2. VARIA
2.1 · El Teatro de los Niños, de Jacinto Benavente
Por Javier Huerta Calvo.
El final de una hermosa aventura
Fue aquella la última función del Teatro de los Niños. El crítico de El Heraldo de Madrid levantaba acta de la defunción con palabras duras pero justas:
Aquel noble intento de crear en España un teatro infantil, en el que puso Benavente un entusiasmo que merecía mejor éxito, se ha malogrado a medias. El público ha respondido con tal tibieza al requerimiento artístico del gran dramaturgo, que su inteligente colaborador, Fernando Porredón, se ha visto en la necesidad de reducir las representaciones. El Teatro de la Comedia ha ofrecido al uno y al otro franca hospitalidad; pero el público, indiferente a todo levantado designio artístico, no aporta a la empresa el calor de su presencia, fuera de un centenar de espíritus selectos, mal hallados con la ramplonería del género sicalíptico, dan su dinero y su aplauso a aquella simpática iniciativa de Benavente y Porredón (Bueno, 1910).

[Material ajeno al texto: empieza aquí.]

PR #1721, opened 2026-08-16
feat(math): add bounded exact code covering radius (#1675)

### LINKED ISSUE #1675: [Feature]: Add bounded exact code theory operations (minimum distance, covering radius, weight distribution)
## Summary

Jacobian has `finite_field.*` operations and `modular.*` operations but no operations for coding theory invariants: minimum distance of a linear code, covering radius, weight distribution, or duality. The conjecture sources (finite geometry, coding theory conjectures, difference set problems) need these invariants as composable building blocks.

## Current behavior

- `finite_field.linear_map.rank.compute` computes rank over a finite field.
- `finite_field.polynomial_map.*` computes polynomial map properties.
- There is no operation that computes the minimum distance of a linear code, its weight distribution, or its covering radius.
- The conjecture sources need coding theory invariants for finite geometry and design theory arguments.

## Requested capability

Add bounded exact coding theory operations:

Y en la misma línea se pronunciaba G. Campos en El Correo español:
Hay que decirlo con gran sentimiento, mas como un hecho cierto que duele confesar. La noble idea de este Teatro, glorioso timbre en el historial literario de Benavente, ha sido recibida más que con frialdad, con indiferencia por parte de quienes casi sagrada obligación tenían de prestarle su apoyo. La fuerza de la costumbre y la rutina, tan endiosada en el modo de ser de los españoles, han tenido tal empuje en esta ocasión, que ha podido darse el caso curioso de estar muy desanimado el teatro en estas bellísimas matinées infantiles. Y cuidado si se ofrecían manjares delicados y escogidos, pero quizá los padres han preferido mejor el ir acompañando a sus pequeñuelos a otros sitios donde la sicalipsis es reina y señora, y la moral escénica suele salir tan mal parada, tal vez porque acudiendo a ciertos teatros en esta forma, su estrecha conciencia encontraba una disculpa para ver lo que de otro modo difícilmente hubieran visto. ¡Benditos Sanchos que así cuidan de la educación de sus hijos (Campos, 1910).
Alfaro, en El Heraldo de Madrid, escribía una crónica bajo el título de «Increíble», en que justificaba el fracaso del Teatro de los Niños por razones que tenían que ver con la peculiar idiosincrasia española:
Y como en los cuentos de hadas surge del lago azul el prodigio del palacio, del altruismo de su idea surgió el Teatro de los Niños. El presente era regio, digno de la fama mundial de su creador. En otro país hubieran correspondido al valiosísimo regalo: con subvenciones, el Gobierno; los ricos, disputándose el abono, y con su aplauso entusiasta, los compatriotas del iniciador. Aquí… ¡psch! tuvo aceptación. Y en coches y en automóviles, envueltos en suaves espumas […], los niños de los poderosos, como si alguien, por arte de magia, hubiera desocupado en el salón del Príncipe Alfonso las vitrinas de juguetes finos de un bazar alemán, medio ocuparon el teatrito. […]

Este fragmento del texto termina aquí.